Navigateur, Worker ou API ? La frontière de calcul d'Option Model Lab
Comment les mesures, et non le prestige d'un modèle, ont déterminé les calculs locaux et la seule calibration qui traverse le réseau.
Au début d’Option Model Lab, tous les calculs tournaient dans le navigateur. C’était une contrainte volontaire : une application statique est simple à ouvrir et à héberger, sans être condamnée à rester passive.
L’ajout ultérieur d’un backend a posé une vraie question : quels calculs fallait-il y déplacer ? « Les modèles compliqués » semble être une réponse raisonnable, mais ce n’est pas une règle d’architecture exploitable.
J’ai mesuré le travail réellement affiché
J’ai benchmarké les fixtures utilisées par l’interface : un contrat, un smile affiché, une petite calibration, une comparaison.
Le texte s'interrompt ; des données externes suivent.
PR #282, opened 2024-06-28
Create enum for supported HSM Versions

nathanieliov:
Create an enum for supported HSM Versions.

## Description

- Create an enum for supported HSM Versions
- Replace HSM version literals for SignerVersion Enum

## Motivation and Context

 HSM versions are being used from different places using static class fields or method parameters. Thus, to avoid code duplication, stop using `int` literals in benefit of using an enum and to have all the supported HSM version put in a single place.

## How Has This Been Tested?

Unit tests

## Types of changes

## Checklist:
- [ ] My change requires a change to the documentation.


src/main/java/co/rsk/federate/signing/SignerVersion.java
```diff
@@ -0,0 +1,20 @@
+package co.rsk.federate.signing;
+
+public enum SignerVersion {
```
apancorb, line 3: What about making the enum implement the `Comparable<SignerVersion>` interface. This way we can do conditional checks. 

```java
    @Override
    public int compareTo(SignerVersion other) {
        return Integer.compare(this.version, other.version);
    }
```

src/main/java/co/rsk/federate/FedNodeRunner.java
```diff
@@ -138,7 +138,7 @@ public void run() throws Exception {
             int hsmVersion = protocol.getVersion();
```
apancorb, line 138: The idea would be to have something like this:

```suggestion
            SignerVersion hsmVersion = SignerVersion.valueOf(protocol.getVersion());
```

Maybe to change `protocol.getVersion` to return the enum directly would be better.

apancorb (commented):
Looks good overall, but the idea is to be able to use the enums as constants not the underlying integers. By implementing the `Comparable` interface we can do the conditional checks as well.

src/main/java/co/rsk/federate/signing/SignerVersion.java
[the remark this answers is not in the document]
nathanieliov: Version 1 is a key file. This is why I named it as `SignerVersion`.

nathanieliov: This is not possible since the `enum` class already implements comparable and sets the implemented method as final. This means that the method cannot be overridden.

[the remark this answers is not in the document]
nathanieliov: I understand your point better now, and I kind of agree with you, but that refactor is more extensive than you may think. Check [this class](https://github.com/rsksmart/powpeg-node/blob/77c22f1d9c2458e53a2606e60677432ec1b6f11f/src/main/java/co/rsk/federate/signing/hsm/client/HSMSigningClientProvider.java#L47) out please. There is an `HSMSigningClientV1`, which, from my understanding, should not be named with the prefix `HSM.` since I understand `HSM` is not for `v1`.

So, I think a couple of refactors/improvement opportunities should be addressed in its specific task, but not this one because it looks out of scope to me.

Let me know what you think. Thanks.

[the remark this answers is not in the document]
nathanieliov: Done

src/main/java/co/rsk/federate/signing/SignerVersion.java
```diff
@@ -0,0 +1,20 @@
...
+    VERSION_1(1),
+    VERSION_2(2),
+    VERSION_3(3),
+    VERSION_4(4),
+    VERSION_5(5),
```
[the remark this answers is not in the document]
nathanieliov: Done

src/main/java/co/rsk/federate/FedNodeRunner.java
nathanieliov: Done

src/main/java/co/rsk/federate/signing/SignerVersion.java
```diff
@@ -0,0 +1,20 @@
...
+    ;
+
+    private int versionNumber;
```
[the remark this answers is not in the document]
nathanieliov: Done

src/main/java/co/rsk/federate/FedNodeRunner.java
apancorb: I dont think you pushed your changes to the branch

nathanieliov: Oh, sorry, you're right; I didn't add this change. The thing is, I think this change should be part of the second refactor where the use of the hsmVersion as `int` is replaced for the enum. So, I decided that it would be better to do that change altogether with the big refactor. Wdyt?

apancorb: Sounds good :)

apancorb (approved):

src/main/java/co/rsk/federate/signing/hsm/HSMVersion.java
```diff
@@ -0,0 +1,20 @@
+package co.rsk.federate.signing.hsm;
+
+public enum HSMVersion {
+    V1(1),
+    V2(2),
+    V3(3),
```
marcos-iov, line 6: We can do this in another task, but I propose we remove V3. There is no HSM v3 ever released

src/test/java/co/rsk/federate/signing/hsm/advanceblockchain/ConfirmedBlocksProviderTest.java
```diff
@@ -21,8 +22,8 @@
 
 class ConfirmedBlocksProviderTest {
 
-    private final int HSM_VERSION_2 = 2;
-    private final int HSM_VERSION_4 = 4;
+    private static final int HSM_VERSION_2 = HSMVersion.V2.getNumber();
+    private static final int HSM_VERSION_4 = HSMVersion.V4.getNumber();
```
marcos-iov, line 26: I'd remove these veriables and use the enum values directly

src/test/java/co/rsk/federate/signing/hsm/advanceblockchain/HsmBookkeepingClientImplTest.java
```diff
@@ -72,8 +73,8 @@
  * Created by Kelvin Isievwore on 14/03/2023.
  */
 class HsmBookkeepingClientImplTest {
-    private final static int VERSION_TWO = 2;
-    private final static int VERSION_FOUR = 4;
+    private static final int VERSION_TWO = HSMVersion.V2.getNumber();
+    private static final int VERSION_FOUR = HSMVersion.V4.getNumber();
```
marcos-iov, line 77: same here

src/test/java/co/rsk/federate/signing/hsm/client/PowHSMSigningClientBtcTest.java
```diff
@@ -84,7 +85,7 @@
 
 class PowHSMSigningClientBtcTest {
 
-    private static final int HSM_VERSION_2 = 2;
+    private static final int HSM_VERSION_2 = HSMVersion.V2.getNumber();
```
marcos-iov, line 88: and here

src/test/java/co/rsk/federate/signing/hsm/client/PowHSMSigningClientBtcTest.java
```diff
@@ -379,14 +380,14 @@ private static HSMSignature createMockSignature() {
     private static List<Arguments> legacyPegoutArgProvider() {
         List<Arguments> arguments = new ArrayList<>();
 
-        int[] hsmVersions = {2, 4, 5};
-        for (int hsmVersion : hsmVersions) {
+        HSMVersion[] hsmVersions = {HSMVersion.V2, HSMVersion.V4, HSMVersion.V5};
```
marcos-iov, line 383: Would it make sense to have a method in the enum that returns PowHSM versions?

src/main/java/co/rsk/federate/FedNodeRunner.java
marcos-iov: Did you create a task for this already?

src/main/java/co/rsk/federate/signing/hsm/HSMVersion.java
nathanieliov: There are lines of codes referencing hsm version 3, check [this](https://github.com/rsksmart/powpeg-node/blob/master/src/main/java/co/rsk/federate/signing/hsm/advanceblockchain/ConfirmedBlocksProvider.java#L97) and [this](https://github.com/rsksmart/powpeg-node/blob/master/src/main/java/co/rsk/federate/signing/hsm/advanceblockchain/HsmBookkeepingClientImpl.java#L169).

Should these conditionals be changed then?

marcos-iov: Yes, but in another task

nathanieliov: Task created.

src/main/java/co/rsk/federate/FedNodeRunner.java
nathanieliov: Done

src/test/java/co/rsk/federate/signing/hsm/client/PowHSMSigningClientBtcTest.java
nathanieliov: Done

src/test/java/co/rsk/federate/signing/hsm/client/PowHSMSigningClientBtcTest.java
nathanieliov: Done

src/test/java/co/rsk/federate/signing/hsm/advanceblockchain/HsmBookkeepingClientImplTest.java
nathanieliov: Done

src/test/java/co/rsk/federate/signing/hsm/advanceblockchain/ConfirmedBlocksProviderTest.java
nathanieliov: Done

src/main/java/co/rsk/federate/signing/hsm/HSMVersion.java
```diff
@@ -0,0 +1,35 @@
...
+
+    public int getNumber() {
+        return number;
+    }
+
+    public static List<HSMVersion> getPowHSMVersions() {
+        return Arrays.asList(V2, V3, V4, V5);
+    }
+
+    public static boolean isPowHSM(int version) {
```
marcos-iov, line 28: Guess the plan is that this goes away once we do the changes to manage HSMVersion objects instead of `ints` right? We should only use the one below

Is that part of the new task definition?

src/test/java/co/rsk/federate/signing/hsm/client/PowHSMSigningClientBtcTest.java
```diff
@@ -84,7 +85,7 @@
 
 class PowHSMSigningClientBtcTest {
 
-    private static final int HSM_VERSION_2 = 2;
+    private static final HSMVersion HSM_VERSION_2 = HSMVersion.V2;
```
marcos-iov, line 88: Remove this? Use the enum directly as in other places

src/main/java/co/rsk/federate/signing/hsm/HSMVersion.java
nathanieliov: Correct, that's the plan. Added that requirement to the task.

src/test/java/co/rsk/federate/signing/hsm/client/PowHSMSigningClientBtcTest.java
nathanieliov: Good catch. I missed this one.

marcos-iov (approved):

Sur la machine de référence, les médianes allaient de quelques microsecondes pour Black–Scholes et SABR à environ 174 ms pour la calibration Heston bornée sur 15 quotes.
Ces chiffres comparent des choix de développement ; ce ne sont pas des promesses de latence. Ils servent à distinguer trois cas :
- le calcul assez léger pour le thread principal ;
- le calcul local et déterministe qui peut interrompre l’interaction ;
- l’opération bornée, déclenchée par l’utilisateur et assez coûteuse pour justifier le réseau.
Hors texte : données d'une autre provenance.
PR #283, opened 2024-07-01
Build configuration files for tests

apancorb:
### Summary

In this PR we present a way for tests that require to use custom configuration files to be able to do so without the need of mocking them. This changes introduces the `TestConfigBuilder` class that allows to create `Config` objects in memory as if they were parsed from a real configuration file.


src/test/java/co/rsk/federate/config/TestConfigBuilder.java
```diff
@@ -0,0 +1,26 @@
+package co.rsk.federate.config;
+
+import com.typesafe.config.Config;
+import com.typesafe.config.ConfigFactory;
+import com.typesafe.config.ConfigValueFactory;
+
+public class TestConfigBuilder {
```
marcos-iov, line 7:
```suggestion
public class PowpegConfigBuilder {
```
What do you think?

src/test/java/co/rsk/federate/FedNodeRunnerTest.java
```diff
@@ -516,34 +515,26 @@ private SignerConfig getHSMBTCSignerConfig(int version) throws HSMClientExceptio
...
-        when(hsmConfig.getString("host")).thenReturn("127.0.0.1");
-        when(hsmConfig.hasPath("port")).thenReturn(true);
-        when(hsmConfig.getInt("port")).thenReturn(9999);
-        when(hsmConfig.getString("keyId")).thenReturn("m/44'/137'/1'/0/0");
-        return mstSignerConfig;
+        Config config = TestConfigBuilder.builder()
+            .withValue("type", "hsm")
+            .withValue("host", "127.0.0.1")
+            .withValue("port", 9999)
+            .withValue("keyId", "m/44'/137'/1'/0/0")
```
marcos-iov, line 536: Perhaps all these could be part of a single method?

`withHsmSigner(host, port, keyid)` where the `type` is automatically set to `hsm`

We could also have one with default values `withHsmSigner()` where it uses all these values by default

src/test/java/co/rsk/federate/FedNodeRunnerTest.java
```diff
@@ -443,69 +439,72 @@ void test_with_no_config() throws Exception {
...
-    private SignerConfig getMSTSignerConfig() {
-        SignerConfig mstSignerConfig = mock(SignerConfig.class);
-        when(mstSignerConfig.getId()).thenReturn("MST");
-        when(mstSignerConfig.getType()).thenReturn("keyFile");
-        when(mstSignerConfig.getConfig()).thenReturn(keyFileConfig);
-        return mstSignerConfig;
+    private SignerConfig getMSTSignerConfig(String path) {
+        Config config = TestConfigBuilder.builder()
+            .withValue("type", "keyFile")
+            .withValue("path", path)
```
marcos-iov, line 484: This could be`withKeyFileSigner(path)`

src/test/java/co/rsk/federate/FedNodeRunnerTest.java
```diff
@@ -443,69 +439,72 @@ void test_with_no_config() throws Exception {
...
+            .withValue("host", "127.0.0.1")
+            .withValue("port", 9999)
+            .withValue("keyId", "m/44'/0'/0'/0/0")
+            .withValue("socketTimeout", 20000)
+            .withValue("maxAttempts", 3)
+            .withValue("intervalBetweenAttempts", 2000)
+            .withValue("bookkeeping.informerInterval", 500000L)
+            .withValue("bookkeeping.maxAmountBlockHeaders", 1000)
+            .withValue("bookkeeping.maxChunkSizeToHsm", 100)
+            .withValue("bookkeeping.stopBookkeepingScheduler", true)
```
marcos-iov, line 457: Perhaps all these could also be grouped somehow

marcos-iov (commented):
Looking good, but I think we could make the builder a bit more helpful by adding specific methods to create certain common configs

src/test/java/co/rsk/federate/config/TestConfigBuilder.java
nathanieliov: Agree

nathanieliov (approved):
LGTM

src/test/java/co/rsk/federate/config/TestConfigBuilder.java
apancorb: Sounds good, I have renamed the class

src/test/java/co/rsk/federate/FedNodeRunnerTest.java
apancorb: Sounds good, what I have done is added the method with `host` and `port` already set except the `keyId`. The keyId changes depending from `BTC, RSK, MST` so a default here will not be possible. Wdyt with how is set up currently?

src/test/java/co/rsk/federate/FedNodeRunnerTest.java
apancorb: Sounds good, I have updated.

src/test/java/co/rsk/federate/FedNodeRunnerTest.java
apancorb: I feel like if we add them all in the `withHsmSigner` method then it could be too granular and not very flexible. wdyt?

src/test/java/co/rsk/federate/config/PowpegConfigBuilder.java
```diff
@@ -0,0 +1,41 @@
+package co.rsk.federate.config;
+
+import static com.typesafe.config.ConfigValueFactory.fromAnyRef;
+
+import com.typesafe.config.Config;
+import com.typesafe.config.ConfigFactory;
+
+public class PowpegConfigBuilder {
```
marcos-iov, line 8: Goind through this again, looks like this builder is only building the config for different signers. Is that right?

If that's the case we should rename it, `SignerConfigBuilder` or something of the sort.

And should this return a `Config` object or the `SignerConfig` object directly? They `key` could be passed to the builder constructor or to the `build` method. What do you think?

src/test/java/co/rsk/federate/FedNodeRunnerTest.java
marcos-iov: That's true.

Perhaps a method `withBookkeepingInfo` and receive all the data as params? To group things a bit and not force the one who is using this to know the name of each field that needs to be assigned

src/test/java/co/rsk/federate/config/SignerConfigBuilder.java
```diff
@@ -0,0 +1,54 @@
...
+    this.config = this.config.withValue("host", fromAnyRef("127.0.0.1"));
+    this.config = this.config.withValue("port", fromAnyRef(9999));
+    this.config = this.config.withValue("keyId", fromAnyRef(keyId));
+    this.config = this.config.withValue("socketTimeout", fromAnyRef(20000));
+    this.config = this.config.withValue("maxAttempts", fromAnyRef(3));
+    this.config = this.config.withValue("intervalBetweenAttempts", fromAnyRef(2000));
+    return this;
+  }
+
+  public SignerConfigBuilder withHsmBookkeepingInfo() {
```
marcos-iov, line 36:
```suggestion
  public SignerConfigBuilder withHsmBookkeepingInfo(BigInteger difficultyTarget, long informerInterval ....) {
```
This is what I had in mind actually.

That way it can called simply `withHsmBookkeepingInfo(target, interval, ...` and there's no need to know the name of the fields that need to be set.

Makes sense? 

If you think it makes sense to also have some default values, perhaps we could set those when calling `withHsmSigner`. We can have a quick chat and settle on this

src/test/java/co/rsk/federate/FedNodeRunnerTest.java
```diff
@@ -443,69 +439,49 @@ void test_with_no_config() throws Exception {
...
-    private SignerConfig getMSTSignerConfig() {
-        SignerConfig mstSignerConfig = mock(SignerConfig.class);
-        when(mstSignerConfig.getId()).thenReturn("MST");
-        when(mstSignerConfig.getType()).thenReturn("keyFile");
-        when(mstSignerConfig.getConfig()).thenReturn(keyFileConfig);
-        return mstSignerConfig;
+    private SignerConfig getMSTSignerConfig(String path) {
+        return SignerConfigBuilder.builder()
+            .withKeyFileSigner(path)
+            .build("MST");
```
marcos-iov, line 473: We could use PowPegNodeKeyId for these keys instead of the literals

src/test/java/co/rsk/federate/config/SignerConfigBuilder.java
```diff
@@ -0,0 +1,54 @@
...
+public class SignerConfigBuilder {
+  private Config config;
+
+  private SignerConfigBuilder() {
+    this.config = ConfigFactory.empty();
+  }
+
+  public static SignerConfigBuilder builder() {
+    return new SignerConfigBuilder();
+  }
```
marcos-iov, line 18: Out of curiosity, any advantage of doing this instead of a public constructor?

apancorb: Not an advantage but is more related to readability and clarity for me. I also used extensively [lombok](https://projectlombok.org/features/Builder) and this is how it implements the builder pattern.

src/test/java/co/rsk/federate/FedNodeRunnerTest.java
apancorb: Sounds good, I have updated it

src/test/java/co/rsk/federate/config/SignerConfigBuilder.java
apancorb: Okay I see, I have updated the method with this approach. I also allowed it for the `difficultyTarget` to be nullable so we can use it for the test case where `difficultyTarget` is not set in the config. Let me know if that is fine.

marcos-iov (approved):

Le résultat important est la quantité de calculs qui ne doivent pas bouger.
Le pricing reste près des contrôles
Pricing et Greeks Black–Scholes, inversion de volatilité implicite, prix et smiles Heston affichés, Merton, SABR, reconstruction Local Vol actuelle et comparaison de deux modèles restent locaux.
Ce choix évite un aller-retour réseau à chaque déplacement de slider. L’interface reste aussi utilisable sans l’API de production. Les modules quantitatifs TypeScript ne dépendent pas de React : ils se testent directement sans monter l’interface.
La sophistication mathématique n’est pas un critère de déploiement. Le pricer Heston actuel est assez rapide pour une manipulation directe ; l’envoyer au serveur ralentirait le produit.
Le Worker protège l’interface
La calibration Heston était déjà l’exception. Elle est déterministe et locale, mais l’ajustement borné peut bloquer le thread principal assez longtemps pour être perceptible. Son déplacement dans un Web Worker a conservé l’architecture statique tout en gardant les contrôles réactifs.
Je n’ai pas transformé ce Worker en framework universel de calibration. Merton et SABR ont des procédures différentes, plus petites, qui restent plus lisibles sous forme d’implémentations concrètes.
L’API ne prend en charge qu’une opération bornée
Le premier périmètre distant est étroit : POST /api/v1/heston/calibrate.
Le service valide le nombre de quotes et d’itérations, limite le nombre de calibrations simultanées et ne stocke aucune donnée utilisateur. Une erreur réseau, une erreur serveur ou un service saturé ne bloque pas le laboratoire : l’interface indique le chemin d’exécution puis utilise le Worker numériquement aligné.
Cette frontière donne un vrai rôle au backend sans rendre le développement local dépendant du DNS de production. Elle réduit aussi le risque d’épuisement des ressources publiques. Pour un endpoint numérique coûteux, être « stateless » ne suffit pas : les entrées et la concurrence doivent être bornées.
La parité numérique fait partie du contrat
Dès que TypeScript et Python couvrent le même comportement Heston, un statut HTTP 200 ne suffit pas. Des fixtures partagées et des tolérances explicites vérifient leur accord. Les entrées financières invalides sont signalées, jamais corrigées silencieusement : un graphique pratique ne justifie pas de masquer une erreur de domaine.
La règle que je conserve
La règle finale tient en une phrase :
Je place un calcul selon son coût mesuré pour l’utilisateur, pas selon la sophistication apparente de ses mathématiques.
Une surface à l’échelle du marché, un Monte Carlo plus large ou une calibration plus ambitieuse demanderont un nouveau benchmark. Ils n’hériteront pas automatiquement de la décision prise pour Heston.